Stored data entries
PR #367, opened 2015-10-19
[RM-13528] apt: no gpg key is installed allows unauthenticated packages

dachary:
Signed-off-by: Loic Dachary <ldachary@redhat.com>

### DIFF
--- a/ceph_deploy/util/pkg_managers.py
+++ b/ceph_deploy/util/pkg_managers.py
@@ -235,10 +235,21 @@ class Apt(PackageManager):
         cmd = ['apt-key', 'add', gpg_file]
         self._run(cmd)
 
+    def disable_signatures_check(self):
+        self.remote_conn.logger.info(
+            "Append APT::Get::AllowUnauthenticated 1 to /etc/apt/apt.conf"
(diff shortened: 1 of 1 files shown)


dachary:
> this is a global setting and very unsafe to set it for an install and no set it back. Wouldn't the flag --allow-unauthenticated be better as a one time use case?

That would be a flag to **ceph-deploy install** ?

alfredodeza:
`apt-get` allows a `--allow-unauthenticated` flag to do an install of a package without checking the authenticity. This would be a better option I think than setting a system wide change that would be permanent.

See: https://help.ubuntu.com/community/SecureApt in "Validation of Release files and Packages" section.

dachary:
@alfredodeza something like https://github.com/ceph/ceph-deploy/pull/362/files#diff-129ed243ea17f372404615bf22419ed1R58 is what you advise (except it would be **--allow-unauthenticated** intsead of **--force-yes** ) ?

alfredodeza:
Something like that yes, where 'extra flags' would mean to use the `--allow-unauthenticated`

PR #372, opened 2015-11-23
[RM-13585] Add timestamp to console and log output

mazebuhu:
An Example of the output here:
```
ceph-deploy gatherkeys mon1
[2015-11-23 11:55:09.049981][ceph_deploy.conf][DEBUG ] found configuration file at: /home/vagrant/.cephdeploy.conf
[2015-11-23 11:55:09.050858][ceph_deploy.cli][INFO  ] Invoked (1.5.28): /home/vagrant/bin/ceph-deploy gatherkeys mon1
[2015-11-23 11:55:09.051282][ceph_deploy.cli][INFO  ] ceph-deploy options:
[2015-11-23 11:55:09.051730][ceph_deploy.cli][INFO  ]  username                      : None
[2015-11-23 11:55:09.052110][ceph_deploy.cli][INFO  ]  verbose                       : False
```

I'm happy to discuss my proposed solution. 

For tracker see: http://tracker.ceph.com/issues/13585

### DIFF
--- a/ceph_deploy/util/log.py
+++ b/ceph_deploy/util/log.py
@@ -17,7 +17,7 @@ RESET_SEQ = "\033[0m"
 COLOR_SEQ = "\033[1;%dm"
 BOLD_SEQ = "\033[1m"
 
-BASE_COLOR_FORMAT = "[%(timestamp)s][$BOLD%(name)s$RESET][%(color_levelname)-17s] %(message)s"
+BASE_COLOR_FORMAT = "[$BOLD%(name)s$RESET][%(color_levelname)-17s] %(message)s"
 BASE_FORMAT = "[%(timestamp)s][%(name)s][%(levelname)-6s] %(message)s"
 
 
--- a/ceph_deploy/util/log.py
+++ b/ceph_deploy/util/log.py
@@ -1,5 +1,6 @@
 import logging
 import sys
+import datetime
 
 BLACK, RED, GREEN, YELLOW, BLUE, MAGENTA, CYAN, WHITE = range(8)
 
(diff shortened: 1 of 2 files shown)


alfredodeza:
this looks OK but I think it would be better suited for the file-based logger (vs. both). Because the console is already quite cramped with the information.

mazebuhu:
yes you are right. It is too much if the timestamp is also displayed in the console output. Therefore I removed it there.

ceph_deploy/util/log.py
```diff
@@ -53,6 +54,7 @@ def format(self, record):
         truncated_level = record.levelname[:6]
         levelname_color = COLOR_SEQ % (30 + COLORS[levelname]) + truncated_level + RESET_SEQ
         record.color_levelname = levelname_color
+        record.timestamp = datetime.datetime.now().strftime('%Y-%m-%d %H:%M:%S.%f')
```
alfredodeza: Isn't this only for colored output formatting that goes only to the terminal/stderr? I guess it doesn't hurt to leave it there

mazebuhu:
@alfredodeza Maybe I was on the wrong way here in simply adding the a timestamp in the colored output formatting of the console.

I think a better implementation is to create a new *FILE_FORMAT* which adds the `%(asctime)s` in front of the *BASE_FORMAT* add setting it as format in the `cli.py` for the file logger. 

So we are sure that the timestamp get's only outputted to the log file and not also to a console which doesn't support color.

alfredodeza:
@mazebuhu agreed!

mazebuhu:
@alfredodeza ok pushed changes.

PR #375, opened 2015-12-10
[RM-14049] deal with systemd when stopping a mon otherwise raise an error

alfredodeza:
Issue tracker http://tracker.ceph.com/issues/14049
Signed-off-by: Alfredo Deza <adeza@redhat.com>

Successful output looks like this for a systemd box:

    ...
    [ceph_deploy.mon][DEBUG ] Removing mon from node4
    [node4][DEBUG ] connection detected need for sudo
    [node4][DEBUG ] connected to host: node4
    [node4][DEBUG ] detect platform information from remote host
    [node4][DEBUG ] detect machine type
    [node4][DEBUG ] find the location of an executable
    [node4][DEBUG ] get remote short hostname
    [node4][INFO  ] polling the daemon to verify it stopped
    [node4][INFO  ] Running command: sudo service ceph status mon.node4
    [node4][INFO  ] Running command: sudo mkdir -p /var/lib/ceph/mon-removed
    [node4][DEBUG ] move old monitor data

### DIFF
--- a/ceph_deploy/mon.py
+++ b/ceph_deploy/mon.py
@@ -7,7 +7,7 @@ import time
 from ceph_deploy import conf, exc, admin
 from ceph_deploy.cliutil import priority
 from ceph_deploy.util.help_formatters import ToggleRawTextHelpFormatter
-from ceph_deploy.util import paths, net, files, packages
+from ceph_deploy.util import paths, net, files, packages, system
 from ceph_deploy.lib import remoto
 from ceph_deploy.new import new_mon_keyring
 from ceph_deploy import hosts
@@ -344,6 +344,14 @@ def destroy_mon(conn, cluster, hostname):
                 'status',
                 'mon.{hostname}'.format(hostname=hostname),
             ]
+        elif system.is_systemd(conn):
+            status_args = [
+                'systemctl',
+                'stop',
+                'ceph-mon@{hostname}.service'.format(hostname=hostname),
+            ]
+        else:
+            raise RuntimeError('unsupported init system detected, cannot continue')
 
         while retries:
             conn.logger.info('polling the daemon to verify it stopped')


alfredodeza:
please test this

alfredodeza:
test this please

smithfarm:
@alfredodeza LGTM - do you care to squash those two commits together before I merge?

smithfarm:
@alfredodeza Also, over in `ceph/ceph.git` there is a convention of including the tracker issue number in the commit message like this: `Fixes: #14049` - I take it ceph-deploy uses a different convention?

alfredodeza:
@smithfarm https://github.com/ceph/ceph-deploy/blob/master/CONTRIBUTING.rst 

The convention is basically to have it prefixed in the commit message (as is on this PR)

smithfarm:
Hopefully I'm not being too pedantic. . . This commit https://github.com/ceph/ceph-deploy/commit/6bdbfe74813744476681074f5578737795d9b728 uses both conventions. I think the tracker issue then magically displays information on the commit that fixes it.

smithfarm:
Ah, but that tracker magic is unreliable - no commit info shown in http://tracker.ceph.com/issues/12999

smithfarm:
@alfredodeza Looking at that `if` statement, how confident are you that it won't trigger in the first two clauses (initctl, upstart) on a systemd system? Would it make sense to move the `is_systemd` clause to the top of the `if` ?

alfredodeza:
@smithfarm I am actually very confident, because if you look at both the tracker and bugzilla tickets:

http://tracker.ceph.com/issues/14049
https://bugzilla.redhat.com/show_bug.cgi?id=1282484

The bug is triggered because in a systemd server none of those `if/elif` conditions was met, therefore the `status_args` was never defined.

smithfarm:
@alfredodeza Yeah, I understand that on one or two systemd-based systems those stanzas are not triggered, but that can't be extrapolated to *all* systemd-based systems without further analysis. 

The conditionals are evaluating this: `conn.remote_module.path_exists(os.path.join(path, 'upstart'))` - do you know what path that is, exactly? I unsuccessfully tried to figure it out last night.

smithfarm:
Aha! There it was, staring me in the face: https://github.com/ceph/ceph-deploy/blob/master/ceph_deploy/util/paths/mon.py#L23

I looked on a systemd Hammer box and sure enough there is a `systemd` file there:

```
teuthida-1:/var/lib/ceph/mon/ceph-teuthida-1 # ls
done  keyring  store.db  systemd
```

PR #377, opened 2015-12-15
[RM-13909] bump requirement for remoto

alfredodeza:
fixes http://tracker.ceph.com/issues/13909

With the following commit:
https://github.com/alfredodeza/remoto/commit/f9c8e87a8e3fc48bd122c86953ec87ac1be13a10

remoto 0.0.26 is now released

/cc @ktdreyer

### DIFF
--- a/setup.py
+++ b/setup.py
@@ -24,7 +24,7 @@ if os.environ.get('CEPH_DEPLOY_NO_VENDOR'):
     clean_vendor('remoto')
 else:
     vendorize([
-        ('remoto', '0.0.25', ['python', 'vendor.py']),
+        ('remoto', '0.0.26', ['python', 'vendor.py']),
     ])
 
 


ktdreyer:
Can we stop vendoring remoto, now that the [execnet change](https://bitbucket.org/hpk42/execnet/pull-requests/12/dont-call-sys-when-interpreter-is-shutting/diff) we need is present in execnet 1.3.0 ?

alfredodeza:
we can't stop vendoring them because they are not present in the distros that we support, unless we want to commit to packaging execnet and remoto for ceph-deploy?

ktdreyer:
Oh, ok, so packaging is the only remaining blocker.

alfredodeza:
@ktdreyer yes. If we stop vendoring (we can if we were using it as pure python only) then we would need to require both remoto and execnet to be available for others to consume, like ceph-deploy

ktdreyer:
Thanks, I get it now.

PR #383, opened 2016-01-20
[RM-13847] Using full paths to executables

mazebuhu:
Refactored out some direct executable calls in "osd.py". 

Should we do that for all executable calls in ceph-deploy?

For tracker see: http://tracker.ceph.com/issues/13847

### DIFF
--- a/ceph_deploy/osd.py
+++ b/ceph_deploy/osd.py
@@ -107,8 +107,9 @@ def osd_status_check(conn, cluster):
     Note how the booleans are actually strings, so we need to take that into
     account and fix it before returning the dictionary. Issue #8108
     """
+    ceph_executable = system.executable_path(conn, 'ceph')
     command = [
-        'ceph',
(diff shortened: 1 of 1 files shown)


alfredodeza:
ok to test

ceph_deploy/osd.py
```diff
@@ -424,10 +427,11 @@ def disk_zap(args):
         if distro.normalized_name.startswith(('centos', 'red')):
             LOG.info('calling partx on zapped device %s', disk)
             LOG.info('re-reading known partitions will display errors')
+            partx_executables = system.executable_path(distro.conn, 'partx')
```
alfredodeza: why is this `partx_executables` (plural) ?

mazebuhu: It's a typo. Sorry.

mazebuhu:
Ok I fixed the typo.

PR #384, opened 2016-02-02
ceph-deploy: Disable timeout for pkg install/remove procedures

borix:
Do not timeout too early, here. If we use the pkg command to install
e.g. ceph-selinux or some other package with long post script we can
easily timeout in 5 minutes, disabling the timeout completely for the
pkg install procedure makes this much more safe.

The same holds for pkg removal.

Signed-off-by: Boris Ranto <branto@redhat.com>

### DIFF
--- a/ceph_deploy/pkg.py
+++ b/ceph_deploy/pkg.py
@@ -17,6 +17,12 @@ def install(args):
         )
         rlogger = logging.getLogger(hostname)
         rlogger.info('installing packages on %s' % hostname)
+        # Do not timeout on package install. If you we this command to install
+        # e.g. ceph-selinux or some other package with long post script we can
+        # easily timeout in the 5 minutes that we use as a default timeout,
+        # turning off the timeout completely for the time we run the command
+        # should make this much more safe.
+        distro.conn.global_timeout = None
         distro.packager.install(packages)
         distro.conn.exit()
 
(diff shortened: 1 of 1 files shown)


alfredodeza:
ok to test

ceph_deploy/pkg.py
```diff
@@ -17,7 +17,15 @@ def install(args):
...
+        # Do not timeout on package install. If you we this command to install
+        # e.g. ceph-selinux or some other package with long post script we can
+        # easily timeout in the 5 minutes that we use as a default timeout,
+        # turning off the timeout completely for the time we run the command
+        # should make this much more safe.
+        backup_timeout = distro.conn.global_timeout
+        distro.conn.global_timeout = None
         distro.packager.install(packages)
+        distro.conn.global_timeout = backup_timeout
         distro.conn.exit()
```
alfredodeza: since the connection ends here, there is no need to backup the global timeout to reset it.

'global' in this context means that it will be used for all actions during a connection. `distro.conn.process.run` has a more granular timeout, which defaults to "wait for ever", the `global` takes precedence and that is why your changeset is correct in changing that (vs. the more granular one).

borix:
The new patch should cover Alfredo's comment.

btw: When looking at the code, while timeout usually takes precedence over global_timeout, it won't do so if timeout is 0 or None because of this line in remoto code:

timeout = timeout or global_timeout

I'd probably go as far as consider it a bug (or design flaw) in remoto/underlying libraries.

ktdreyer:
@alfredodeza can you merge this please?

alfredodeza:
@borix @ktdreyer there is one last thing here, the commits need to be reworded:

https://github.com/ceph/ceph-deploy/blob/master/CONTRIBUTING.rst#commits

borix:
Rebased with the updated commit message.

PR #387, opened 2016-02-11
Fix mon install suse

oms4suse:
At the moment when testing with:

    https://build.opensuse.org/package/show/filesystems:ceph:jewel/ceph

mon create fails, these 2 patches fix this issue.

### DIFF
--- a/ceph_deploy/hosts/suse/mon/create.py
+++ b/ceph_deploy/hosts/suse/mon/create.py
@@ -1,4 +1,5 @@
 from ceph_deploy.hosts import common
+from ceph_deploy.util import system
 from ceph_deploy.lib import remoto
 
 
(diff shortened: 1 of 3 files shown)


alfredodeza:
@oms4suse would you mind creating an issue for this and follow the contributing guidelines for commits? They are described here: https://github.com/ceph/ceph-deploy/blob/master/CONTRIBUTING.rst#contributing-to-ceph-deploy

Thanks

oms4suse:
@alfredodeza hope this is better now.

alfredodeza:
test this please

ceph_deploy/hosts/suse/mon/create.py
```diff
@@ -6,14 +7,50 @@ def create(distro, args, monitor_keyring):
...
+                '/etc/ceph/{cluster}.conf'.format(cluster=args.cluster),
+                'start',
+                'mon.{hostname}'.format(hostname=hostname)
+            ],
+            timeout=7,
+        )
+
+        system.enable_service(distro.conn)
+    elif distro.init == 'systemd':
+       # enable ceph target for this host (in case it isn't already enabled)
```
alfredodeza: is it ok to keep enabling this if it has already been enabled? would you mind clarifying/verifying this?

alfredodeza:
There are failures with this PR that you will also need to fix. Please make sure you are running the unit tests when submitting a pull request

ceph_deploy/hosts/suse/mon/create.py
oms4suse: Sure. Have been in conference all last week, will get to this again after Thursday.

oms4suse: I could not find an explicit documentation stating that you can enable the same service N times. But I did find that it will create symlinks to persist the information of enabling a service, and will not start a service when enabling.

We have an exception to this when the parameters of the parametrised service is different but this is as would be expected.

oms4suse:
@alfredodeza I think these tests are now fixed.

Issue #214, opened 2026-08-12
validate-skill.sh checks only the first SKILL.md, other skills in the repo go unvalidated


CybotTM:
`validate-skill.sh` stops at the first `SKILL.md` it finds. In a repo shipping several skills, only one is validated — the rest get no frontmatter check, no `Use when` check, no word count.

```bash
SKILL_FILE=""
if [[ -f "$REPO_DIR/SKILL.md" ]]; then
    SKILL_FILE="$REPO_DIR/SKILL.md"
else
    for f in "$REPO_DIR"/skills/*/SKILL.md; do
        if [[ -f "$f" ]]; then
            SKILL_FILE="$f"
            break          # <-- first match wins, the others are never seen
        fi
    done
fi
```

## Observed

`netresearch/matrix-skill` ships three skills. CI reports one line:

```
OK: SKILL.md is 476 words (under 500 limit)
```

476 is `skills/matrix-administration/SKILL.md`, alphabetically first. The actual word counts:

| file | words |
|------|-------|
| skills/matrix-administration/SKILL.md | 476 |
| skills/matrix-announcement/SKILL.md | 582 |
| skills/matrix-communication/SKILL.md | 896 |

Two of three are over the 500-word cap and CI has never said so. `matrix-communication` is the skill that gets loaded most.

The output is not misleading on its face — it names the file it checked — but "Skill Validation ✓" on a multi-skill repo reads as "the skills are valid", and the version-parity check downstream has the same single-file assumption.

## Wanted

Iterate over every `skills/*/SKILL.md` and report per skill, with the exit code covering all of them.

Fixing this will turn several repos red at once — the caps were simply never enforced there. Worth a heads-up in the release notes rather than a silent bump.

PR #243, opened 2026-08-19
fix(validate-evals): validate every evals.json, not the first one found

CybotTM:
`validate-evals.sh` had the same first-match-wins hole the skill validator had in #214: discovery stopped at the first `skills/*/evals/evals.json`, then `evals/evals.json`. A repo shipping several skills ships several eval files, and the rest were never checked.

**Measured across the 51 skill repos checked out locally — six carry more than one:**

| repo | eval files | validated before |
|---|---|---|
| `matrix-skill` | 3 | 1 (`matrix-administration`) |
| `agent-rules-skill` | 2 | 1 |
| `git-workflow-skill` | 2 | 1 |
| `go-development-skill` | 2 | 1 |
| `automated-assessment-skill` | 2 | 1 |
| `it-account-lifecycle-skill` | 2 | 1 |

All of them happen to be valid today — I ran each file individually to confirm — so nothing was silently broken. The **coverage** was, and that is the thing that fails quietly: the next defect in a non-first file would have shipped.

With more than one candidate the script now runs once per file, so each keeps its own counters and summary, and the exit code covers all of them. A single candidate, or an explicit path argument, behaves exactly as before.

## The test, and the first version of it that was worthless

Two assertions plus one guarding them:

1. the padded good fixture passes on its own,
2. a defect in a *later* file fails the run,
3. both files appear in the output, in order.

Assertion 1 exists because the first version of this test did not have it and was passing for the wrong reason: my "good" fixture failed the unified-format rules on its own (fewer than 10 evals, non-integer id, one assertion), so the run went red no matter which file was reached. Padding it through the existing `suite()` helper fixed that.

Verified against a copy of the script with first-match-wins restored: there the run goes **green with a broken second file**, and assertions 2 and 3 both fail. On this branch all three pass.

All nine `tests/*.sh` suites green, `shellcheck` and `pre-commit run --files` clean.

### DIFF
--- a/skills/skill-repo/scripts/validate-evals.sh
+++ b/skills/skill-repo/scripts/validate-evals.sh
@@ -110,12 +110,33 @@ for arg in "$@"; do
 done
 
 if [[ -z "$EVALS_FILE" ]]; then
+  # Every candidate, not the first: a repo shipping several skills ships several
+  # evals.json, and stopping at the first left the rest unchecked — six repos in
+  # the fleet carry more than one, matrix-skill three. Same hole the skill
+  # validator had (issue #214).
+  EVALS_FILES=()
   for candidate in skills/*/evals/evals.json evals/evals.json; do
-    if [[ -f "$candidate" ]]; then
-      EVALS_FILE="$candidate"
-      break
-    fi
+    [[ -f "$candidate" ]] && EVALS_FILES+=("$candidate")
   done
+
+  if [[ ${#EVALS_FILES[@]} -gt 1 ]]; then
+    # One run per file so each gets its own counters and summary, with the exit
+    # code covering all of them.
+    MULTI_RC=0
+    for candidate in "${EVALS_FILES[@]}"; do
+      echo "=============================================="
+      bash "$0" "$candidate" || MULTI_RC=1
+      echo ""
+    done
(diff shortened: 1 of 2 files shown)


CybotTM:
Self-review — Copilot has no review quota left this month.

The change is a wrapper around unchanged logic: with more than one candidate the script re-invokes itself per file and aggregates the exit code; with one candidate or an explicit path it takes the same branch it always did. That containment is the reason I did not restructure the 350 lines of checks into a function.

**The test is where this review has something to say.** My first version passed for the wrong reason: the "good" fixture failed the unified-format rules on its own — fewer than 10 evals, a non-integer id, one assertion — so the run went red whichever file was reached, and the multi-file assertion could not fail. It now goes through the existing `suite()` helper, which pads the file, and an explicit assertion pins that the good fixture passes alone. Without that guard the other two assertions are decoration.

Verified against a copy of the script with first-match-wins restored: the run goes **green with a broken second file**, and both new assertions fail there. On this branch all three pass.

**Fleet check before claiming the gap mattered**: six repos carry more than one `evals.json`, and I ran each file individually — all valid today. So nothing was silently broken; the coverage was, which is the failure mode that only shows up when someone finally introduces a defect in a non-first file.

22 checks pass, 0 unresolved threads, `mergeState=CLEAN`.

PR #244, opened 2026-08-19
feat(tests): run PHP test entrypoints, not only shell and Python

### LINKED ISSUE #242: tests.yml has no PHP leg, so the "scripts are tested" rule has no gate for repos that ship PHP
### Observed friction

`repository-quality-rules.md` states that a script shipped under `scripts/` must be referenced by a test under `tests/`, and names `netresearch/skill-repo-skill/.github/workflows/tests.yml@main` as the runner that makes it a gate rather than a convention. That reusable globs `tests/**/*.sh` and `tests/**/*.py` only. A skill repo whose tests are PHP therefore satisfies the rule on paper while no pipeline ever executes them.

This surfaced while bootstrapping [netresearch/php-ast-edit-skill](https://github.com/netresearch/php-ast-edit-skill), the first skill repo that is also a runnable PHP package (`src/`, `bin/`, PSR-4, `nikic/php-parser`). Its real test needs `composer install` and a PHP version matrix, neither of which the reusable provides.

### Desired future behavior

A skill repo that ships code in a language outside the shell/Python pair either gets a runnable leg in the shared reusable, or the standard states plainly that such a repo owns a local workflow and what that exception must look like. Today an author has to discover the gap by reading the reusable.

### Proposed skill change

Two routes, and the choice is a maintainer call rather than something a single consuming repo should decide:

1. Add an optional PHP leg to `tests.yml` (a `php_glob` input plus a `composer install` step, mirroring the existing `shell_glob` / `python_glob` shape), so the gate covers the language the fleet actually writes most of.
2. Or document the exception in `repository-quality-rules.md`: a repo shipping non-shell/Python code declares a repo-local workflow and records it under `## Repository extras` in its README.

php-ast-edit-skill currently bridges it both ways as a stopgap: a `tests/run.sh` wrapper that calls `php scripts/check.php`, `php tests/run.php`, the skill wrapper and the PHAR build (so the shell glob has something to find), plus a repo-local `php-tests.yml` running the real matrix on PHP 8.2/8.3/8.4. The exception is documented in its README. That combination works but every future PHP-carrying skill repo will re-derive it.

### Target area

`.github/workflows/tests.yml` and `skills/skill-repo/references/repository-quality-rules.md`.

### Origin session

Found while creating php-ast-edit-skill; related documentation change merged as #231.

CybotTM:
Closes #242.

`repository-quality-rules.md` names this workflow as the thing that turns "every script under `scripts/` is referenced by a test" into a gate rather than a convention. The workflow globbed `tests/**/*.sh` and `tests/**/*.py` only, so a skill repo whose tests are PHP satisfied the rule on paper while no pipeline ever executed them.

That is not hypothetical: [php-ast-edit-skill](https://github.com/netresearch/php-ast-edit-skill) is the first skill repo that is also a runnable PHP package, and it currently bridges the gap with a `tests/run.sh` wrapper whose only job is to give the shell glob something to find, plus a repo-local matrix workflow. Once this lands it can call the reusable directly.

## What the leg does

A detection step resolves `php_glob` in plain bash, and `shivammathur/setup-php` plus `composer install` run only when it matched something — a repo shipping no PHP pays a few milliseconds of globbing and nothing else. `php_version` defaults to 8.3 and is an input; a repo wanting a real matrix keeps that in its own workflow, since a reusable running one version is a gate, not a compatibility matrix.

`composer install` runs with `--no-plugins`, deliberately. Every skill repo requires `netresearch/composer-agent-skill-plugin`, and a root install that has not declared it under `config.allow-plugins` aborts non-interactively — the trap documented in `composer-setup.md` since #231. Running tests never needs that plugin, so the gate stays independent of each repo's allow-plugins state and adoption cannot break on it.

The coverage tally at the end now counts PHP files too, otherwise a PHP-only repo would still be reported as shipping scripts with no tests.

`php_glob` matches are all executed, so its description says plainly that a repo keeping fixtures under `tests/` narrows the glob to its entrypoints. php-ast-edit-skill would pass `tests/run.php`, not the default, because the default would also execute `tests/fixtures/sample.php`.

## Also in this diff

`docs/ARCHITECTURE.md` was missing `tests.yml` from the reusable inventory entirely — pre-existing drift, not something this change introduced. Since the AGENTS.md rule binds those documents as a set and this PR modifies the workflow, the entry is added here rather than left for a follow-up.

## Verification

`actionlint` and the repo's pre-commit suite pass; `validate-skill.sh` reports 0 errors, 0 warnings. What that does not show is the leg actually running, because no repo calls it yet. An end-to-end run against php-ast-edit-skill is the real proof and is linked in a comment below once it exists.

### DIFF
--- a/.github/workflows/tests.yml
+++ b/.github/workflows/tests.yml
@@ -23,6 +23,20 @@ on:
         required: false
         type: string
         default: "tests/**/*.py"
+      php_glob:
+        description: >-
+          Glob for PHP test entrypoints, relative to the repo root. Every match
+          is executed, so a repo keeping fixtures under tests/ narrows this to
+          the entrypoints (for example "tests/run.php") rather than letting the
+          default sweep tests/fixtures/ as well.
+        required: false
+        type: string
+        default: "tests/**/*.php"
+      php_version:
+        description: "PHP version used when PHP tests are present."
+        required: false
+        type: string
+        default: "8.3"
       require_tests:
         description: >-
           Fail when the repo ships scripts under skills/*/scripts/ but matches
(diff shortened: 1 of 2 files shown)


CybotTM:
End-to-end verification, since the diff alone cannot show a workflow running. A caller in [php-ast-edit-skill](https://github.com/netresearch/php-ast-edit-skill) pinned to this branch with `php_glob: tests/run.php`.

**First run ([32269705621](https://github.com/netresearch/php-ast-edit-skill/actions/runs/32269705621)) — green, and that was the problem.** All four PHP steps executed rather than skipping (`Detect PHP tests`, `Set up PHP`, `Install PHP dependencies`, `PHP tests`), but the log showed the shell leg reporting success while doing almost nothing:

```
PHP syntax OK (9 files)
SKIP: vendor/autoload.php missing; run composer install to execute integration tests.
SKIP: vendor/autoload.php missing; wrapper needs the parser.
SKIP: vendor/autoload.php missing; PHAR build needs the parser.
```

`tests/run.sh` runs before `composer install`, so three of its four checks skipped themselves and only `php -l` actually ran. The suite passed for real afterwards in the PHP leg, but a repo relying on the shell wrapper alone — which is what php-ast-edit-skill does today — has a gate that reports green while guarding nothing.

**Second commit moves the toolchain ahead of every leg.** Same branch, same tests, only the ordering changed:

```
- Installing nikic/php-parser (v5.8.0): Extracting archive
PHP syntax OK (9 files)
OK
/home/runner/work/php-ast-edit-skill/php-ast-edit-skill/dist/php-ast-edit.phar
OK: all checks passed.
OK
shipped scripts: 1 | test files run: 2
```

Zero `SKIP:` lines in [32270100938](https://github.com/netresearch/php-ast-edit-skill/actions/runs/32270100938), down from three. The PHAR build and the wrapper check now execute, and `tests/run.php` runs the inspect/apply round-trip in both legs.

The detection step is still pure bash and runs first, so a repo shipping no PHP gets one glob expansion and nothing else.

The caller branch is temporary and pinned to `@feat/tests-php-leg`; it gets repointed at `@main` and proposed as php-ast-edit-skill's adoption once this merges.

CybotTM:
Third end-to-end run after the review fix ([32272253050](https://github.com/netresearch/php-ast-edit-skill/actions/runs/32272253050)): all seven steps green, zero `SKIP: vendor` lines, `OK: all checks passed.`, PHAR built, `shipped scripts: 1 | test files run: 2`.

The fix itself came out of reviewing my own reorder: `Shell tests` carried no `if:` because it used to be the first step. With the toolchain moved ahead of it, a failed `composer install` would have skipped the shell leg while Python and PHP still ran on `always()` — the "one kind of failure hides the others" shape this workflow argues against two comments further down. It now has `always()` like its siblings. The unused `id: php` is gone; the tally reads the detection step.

Task item –
The lines above, from the first through the one containing "self._run(cmd)", must be restated word for word, with nothing added.

Reply to the task –
PR #367, opened 2015-10-19
[RM-13528] apt: no gpg key is installed allows unauthenticated packages

dachary:
Signed-off-by: Loic Dachary <ldachary@redhat.com>

### DIFF
--- a/ceph_deploy/util/pkg_managers.py
+++ b/ceph_deploy/util/pkg_managers.py
@@ -235,10 +235,21 @@ class Apt(PackageManager):
         cmd = ['apt-key', 'add', gpg_file]
         self._run(cmd)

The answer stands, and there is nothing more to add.